Are there isomorphic groups between $\Bbb{A}_4\times \Bbb{Z}_3,\Bbb{D}_{18},\Bbb{D}_{9}\times \Bbb{Z}_2,\Bbb{S}_3\times \Bbb{S}_3$? Where $\Bbb{D}$ is the dihedral group,$\Bbb{A}$ alternating group and $\Bbb{S}$ is the symmetric group.
I've tried the things below but I feel like I'm doing things wrongly and I don't know what to do with $\Bbb{A}_4\times \Bbb{Z}_3$.
For $\Bbb{D}_{18}$ and $\Bbb{D}_{9}\times \Bbb{Z}_2$ I've tried constructing $f$ such that $f(\sigma\rho^k) = (\sigma\rho^{(k-k\bmod 2)/2},k\bmod 2)$ and $f(\rho^{2k})=(\rho^k,0)$ and $f(\rho^{9})=(1,1)$ and $f(\rho)=(\rho,1),f(\rho^3)=(\rho^2,1),f(\rho^5)=(\rho^3,1),f(\rho^7)=(\rho^4,1),f(\rho^{11})=(\rho^5,1),f(\rho^{13})=(\rho^6,1),f(\rho^{15})=(\rho^7,1),f(\rho^{17})=(\rho^8,1)$ which should be an isomorphism but I couldn't prove it.
For $\Bbb{D}_{18}$ and $\Bbb{S}_3\times \Bbb{S}_3$, $\Bbb{D}_{18}$ has a element of order $18$ while $\Bbb{S}_3\times \Bbb{S}_3$ has at most an element of order $9$. Similar with $\Bbb{D}_{9}\times \Bbb{Z}_2$.
Your idea for an isomorphism $\Bbb{D}_{18}\cong\Bbb{D}_9\times\Bbb{Z}_2$ is good. What part of proving this is an isomorphism is a problem? Try writing out what $f$ does to an element $\sigma^a\rho^b\in\Bbb{D}_{18}$ in general, in stead of defining it for each element separately. That will surely make it more clear why this should be an isomorphism.

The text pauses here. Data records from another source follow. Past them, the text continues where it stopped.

PR #88562, opened 2022-07-14
Polling for cluster diagnostics information

masseyke:
As shown in step 1.2.2.3 in the diagram at https://github.com/elastic/elasticsearch/issues/85624#issuecomment-1175421820, if there has not been a node elected master for more than 30 seconds, then when a user queries a non-master-eligible node it is supposed to reach out to a master-eligible node to gather information about what that node thinks of master stability. Since we don't want to block a user request while making those remote calls, it should be done speculatively so that we have the information when it is needed. If a non-master-eligible node gets a cluster state changed event that the master is null, then it will wait 10 seconds (in case it gets another cluster state changed event that the master has flipped to non-null quickly, which is the most likely scenario), then reach out to a random master-eligible node using a transport action (https://github.com/elastic/elasticsearch/pull/87984) to get its cluster diagnostics data. This data is stashed away in case a user request comes in. Since the user won't hit this path for 30 seconds after a master has become null (because we tell the user they have a stable master unless it's been missing for more than 30 seconds), we have plenty of time for this -- 10 seconds of delay in case we're notified that there is a new master plus 10 seconds to get the result back from the master-eligible node before timing out, plus 10 seconds to spare.
Note that the pattern used in this PR for doing asynchronous polling is very similar to what was done in #88397. The main differences are that we're polling a single master node here instead of all of them, and we're using a different transport action.
Also note that there will be a follow-up PR that actually uses this information to make decisions about master stability. This PR only keeps it for later use.


server/src/main/java/org/elasticsearch/cluster/coordination/CoordinationDiagnosticsService.java
```diff
@@ -588,6 +613,159 @@ private Scheduler.Cancellable fetchClusterFormationInfo(
...
+     * @param cancellableConsumer A consumer for any Cancellable tasks produced by this method
+     */
+    // Non-private for testing
+    void beginPollingRemoteStableMasterHealthIndicatorService(
+        Collection<DiscoveryNode> masterEligibleNodes,
+        Consumer<RemoteMasterHealthResult> responseConsumer,
+        Consumer<Scheduler.Cancellable> cancellableConsumer
+    ) {
+        masterEligibleNodes.stream().findAny().ifPresentOrElse(masterEligibleNode -> {
+            cancellableConsumer.accept(
```
jbaiera, line 645: It looks like this list will grow indefinitely while the master is missing. Should we simplify here? Is there ever a time where the list will contain more than one validly cancellable object?

masseyke: That's a really good point, and the same thing impacts #88397 (it was an unintended side effect of a late change on that one). I'm pretty sure I could just keep one, and whenever I'm about to set the value I cancel the existing one. I think that would be better than potentially leaving a cancellable task running, right?

jbaiera: It only reschedules the execution of the remote diagnostic after it receives a response from the remote server right? At that point the item isn't really cancellable any more, it should be done. I think you're safe to just replace it in the regular rescheduling case, and leave any cancellation logic to code outside the regular reschedule loop?

jbaiera: Also it looks like the only thing that is actually cancellable is the thread pool task that is waiting 10 seconds. If a master node comes back and it attempts to cancel the task but it has already started the remote diagnostic, does the cancellation get ignored and the rescheduling continue?

masseyke: Oh you're right -- we don't schedule this every 10 seconds. We schedule it every 10 seconds after the previous one completes (or errs out). So we just need to keep track of a single cancellable, and we only need to cancel it in the `cancelPollingRemoteStableMasterHealthIndicatorService` method. I'll update that now. Thanks.
```
If a master node comes back and it attempts to cancel the task but it has already started the remote diagnostic, does the cancellation get ignored
```
I believe I looked into this a few weeks ago, and I think I convinced myself that calling cancel issues an interrupt that interrupts network requests, but I could be wrong. Either way, I don't think there's much else we can do about it.

jbaiera: > I believe I looked into this a few weeks ago, and I think I convinced myself that calling cancel issues an interrupt that interrupts network requests, but I could be wrong. Either way, I don't think there's much else we can do about it.

We might want to move the rescheduling logic into the runnable that is cancellable then - If we wait until after the results are in to reschedule the remove diagnostic then we might miss the cancellation when a new master shows up that says to stop collecting remote diagnostics.

Even if we use an atomic reference to store the active cancellable it's possible that we can still end up in a runaway execution I think. Example:
- Thread A is running the remote diagnostic logic it is almost finished and about to reschedule the next execution
- Thread B is trying to cancel the remote diagnostic
- Thread B gets the cancellable task out of the atomic reference
- Thread A schedules the next execution and replaces the old cancellable in the atomic reference
- Thread B calls cancel() on the old cancellable and moves on
- The remote diagnostic check will continue its execution 10 seconds later because the new cancellable has not been cancelled.

A couple ways we might be able to guard against this: We could mutex the cancellation and scheduling logic so we can't schedule anything new while something is being cancelled. Once cancelled, the scheduling logic will need to check something to see that it is indeed cancelled to avoid it scheduling anyway once it obtains the lock.

It might be even safer to modify the rescheduling logic to check if it should not reschedule any more. Either the current node has a master or the diagnostic response indicates there is a master, or something else?

masseyke: OK I think I've taken care of this risk now. I'm putting an AtomicBoolean `isCancelled` variable on the stack each time we begin polling, and I'm synchronizing access in a few places. I've commented in the code where I'm not synchronizing access and why I think it's OK.

server/src/main/java/org/elasticsearch/cluster/coordination/CoordinationDiagnosticsService.java
```diff
@@ -588,6 +622,223 @@ private Scheduler.Cancellable fetchClusterFormationInfo(
...
+                    ConnectionProfile.buildDefaultConnectionProfile(clusterService.getSettings()),
+                    connectionListener
+                );
+            }
+        }, new TimeValue(10, TimeUnit.SECONDS), ThreadPool.Names.SAME);
+    }
+
+    private void cancelPollingRemoteStableMasterHealthIndicatorService() {
+        synchronized (remoteDiagnosticsMutex) {
+            if (remoteStableMasterHealthIndicatorTask != null && remoteCoordinationDiagnosticsCancelled.getAndSet(true) == false) {
```
andreidan, line 811: `remoteCoordinationDiagnosticsCancelled.getAndSet(true) == false`
Is `compareAndSwap` a better option here?

server/src/main/java/org/elasticsearch/cluster/coordination/CoordinationDiagnosticsService.java
```diff
@@ -588,6 +622,223 @@ private Scheduler.Cancellable fetchClusterFormationInfo(
...
+             * Note that PeerFinder (the source of master eligible nodes) could be updating the master eligible nodes on a different
+             * thread, so making a copy here so that it doesn't change for the short duration of this method.
+             */
+            List<DiscoveryNode> masterEligibleNodes = new ArrayList<>(getMasterEligibleNodes());
+            if (masterEligibleNodes.isEmpty()) {
+                cancelPollingRemoteStableMasterHealthIndicatorService();
+            } else {
+                beginPollingRemoteStableMasterHealthIndicatorService(masterEligibleNodes);
+            }
+        }
```
andreidan, line 839: I'm wondering. Are these the correct start/stop triggers for this polling? (even further, for the `cancel...` trigger - is the last call for `onFoundPeersUpdated` always coinciding with an empty list of `masterEligibleNodes` in order to satisfy the cancel condition `if (masterEligibleNodes.isEmpty())` ?)

Would it be simpler to start the polling of **one** random master eligible node (as indicated [here](https://user-images.githubusercontent.com/453603/177401768-adda0bc7-112b-4b39-943f-202cfc4d142e.png)) from the cluster state change event notification that illustrates we lost the master node ? And stop the polling when we've got a master? 
(similar to how we do it for the cluster formation fetch/cancel but in the case when the local node is _not_ master eligible)

The `onFoundPeersUpdated` could be used to keep track of the discovered peers in a `CopyOnWriteArrayList` and the polling track could pick a random master eligible node from this list to poll.
(just one would be enough I think - based on the reference diagram - as long as one is reachable, and when it is not, we can source pick another one )

andreidan (commented):

I left a few comments and questions

server/src/main/java/org/elasticsearch/cluster/coordination/CoordinationDiagnosticsService.java
masseyke: I'm pretty sure it's still a problem (and actually a bigger one since there we're polling all nodes instead of one). But I'll put that into a separate PR.

server/src/main/java/org/elasticsearch/cluster/coordination/CoordinationDiagnosticsService.java
```diff
@@ -588,6 +622,223 @@ private Scheduler.Cancellable fetchClusterFormationInfo(
         }, new TimeValue(10, TimeUnit.SECONDS), ThreadPool.Names.SAME);
     }
 
+    private void beginPollingRemoteStableMasterHealthIndicatorService(Collection<DiscoveryNode> masterEligibleNodes) {
+        synchronized (remoteDiagnosticsMutex) {
+            if (remoteCoordinationDiagnosticsCancelled.get()) { // Don't start a 2nd one if the last hasn't been cancelled
```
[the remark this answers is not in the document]
masseyke: I'll add more comments. `remoteCoordinationDiagnosticsCancelled` is a reference to the current/most recent poll. It is kept as an object-level variable so that `cancelPollingRemoteStableMasterHealthIndicatorService()` can cancel it. `isCancelled` is a reference to the one for a specific poll, which is why it's kept on stack. So if we get to a point where there are two polls running at once, the older one will check its copy of `isCancelled` and see that `cancelPollingRemoteStableMasterHealthIndicatorService()` has cancelled it (even if the current value of `remoteCoordinationDiagnosticsCancelled` is `true`.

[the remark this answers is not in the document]
masseyke: > The synchronized block can be avoided here by doing a `compareAndSwap` on the `AtomicBolean` - I renamed `remoteCoordinationDiagnosticsCancelled` to `isRemoteFetchRunning` but some better naming is needed here :)

The reason for the mutex is to protect the assignment of 3 variables atomically -- `remoteStableMasterHealthIndicatorTask`, `remoteCoordinationDiagnosisResult`, and `remoteCoordinationDiagnosticsCancelled`, all while knowing that `remoteCoordinationDiagnosticsCancelled` is `true`. I don't think your suggestion covers that, does it?

server/src/main/java/org/elasticsearch/cluster/coordination/CoordinationDiagnosticsService.java
```diff
@@ -588,6 +622,223 @@ private Scheduler.Cancellable fetchClusterFormationInfo(
...
+                AtomicReference<Scheduler.Cancellable> cancellableReference = new AtomicReference<>();
+                AtomicReference<RemoteMasterHealthResult> resultReference = new AtomicReference<>();
+                AtomicBoolean isCancelled = new AtomicBoolean(false);
+                beginPollingRemoteStableMasterHealthIndicatorService(masterEligibleNodes, resultReference::set, task -> {
+                    synchronized (remoteDiagnosticsMutex) {
+                        if (isCancelled.get()) {
```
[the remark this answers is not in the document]
masseyke: I think what you're missing is that it's not just protecting the read of one variable -- it's protecting the read and assignment of 3 variables -- `remoteStableMasterHealthIndicatorTask`, `remoteCoordinationDiagnosisResult`, and `remoteCoordinationDiagnosticsCancelled`

server/src/main/java/org/elasticsearch/cluster/coordination/CoordinationDiagnosticsService.java
```diff
@@ -588,6 +622,223 @@ private Scheduler.Cancellable fetchClusterFormationInfo(
...
+        DiscoveryNode node,
+        Consumer<RemoteMasterHealthResult> responseConsumer,
+        AtomicBoolean isCancelled
+    ) {
+        StepListener<Releasable> connectionListener = new StepListener<>();
+        StepListener<CoordinationDiagnosticsAction.Response> fetchCoordinationDiagnosticsListener = new StepListener<>();
+        long startTime = System.nanoTime();
+        connectionListener.whenComplete(releasable -> {
+            if (isCancelled.get()) {
+                IOUtils.close(releasable);
```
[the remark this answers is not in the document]
masseyke: It could. But previously we were using `Releasables.close()`, which also can throw an exception (it catches the IOException and rethrows it as an `UncheckedIOException` so that it doesn't cause compilation errors with the streams API but the result is the same. In this block I think it won't matter because this poll was cancelled anyway, so we don't need to make sure to reschedule anything. In the block below where `Releasables.close()` is used, I believe the exception will be caught by `fetchCoordinationDiagnosticsListener`'s exception handler, and the task will be rescheduled.

server/src/main/java/org/elasticsearch/cluster/coordination/CoordinationDiagnosticsService.java
masseyke: I don't think so, for the same reasons given above.

server/src/main/java/org/elasticsearch/cluster/coordination/CoordinationDiagnosticsService.java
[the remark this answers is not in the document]
andreidan: These assignments happen inside the proposed CAS operation 
ie. 
```
 if (isRemoteFetchRunning.compareAndSwap(false, true)) {
```
The **one thread** that gets to flip this boolean will be granted access to the contents of this if-block. 
I believe it would be covered.

server/src/main/java/org/elasticsearch/cluster/coordination/CoordinationDiagnosticsService.java
masseyke: The problem is that non-master-eligible nodes do not have _any_ peers in PeerFinder at the time that `clusterChanged` is called with a notification that the master is null. PeerFinder's peers list is populated at some point after that in another thread. I had originally done what you say here, but realized in an integration test (in an upcoming PR) that I would _never_ get any remote diagnostics back because the list of master eligible nodes was _always_ empty, so the polling would stop immediately.

andreidan: Wouldn't the polling retry 10 seconds later? 
ie. if there's nothing in the list of discovered peers we should just retry in 10 seconds and pick a random node from the list of peers at that point ... if any available

masseyke:
Closing this in favor of #89014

Your last consideration is a good one; the groups $\Bbb{D}_{18}$ and $\Bbb{S}_3\times\Bbb{S}_3$ are indeed not isomorphic because $\Bbb{D}_{18}$ has an element of order $18$ while $\Bbb{S}_3\times\Bbb{S}_3$ does not. Similar arguments show that no two of these groups are isomorphic, except $\Bbb{D}_{18}$ and $\Bbb{D}_9\times\Bbb{Z}_2$. As this seems like a homework exercise, I'll leave the rest for you to figure out (for now).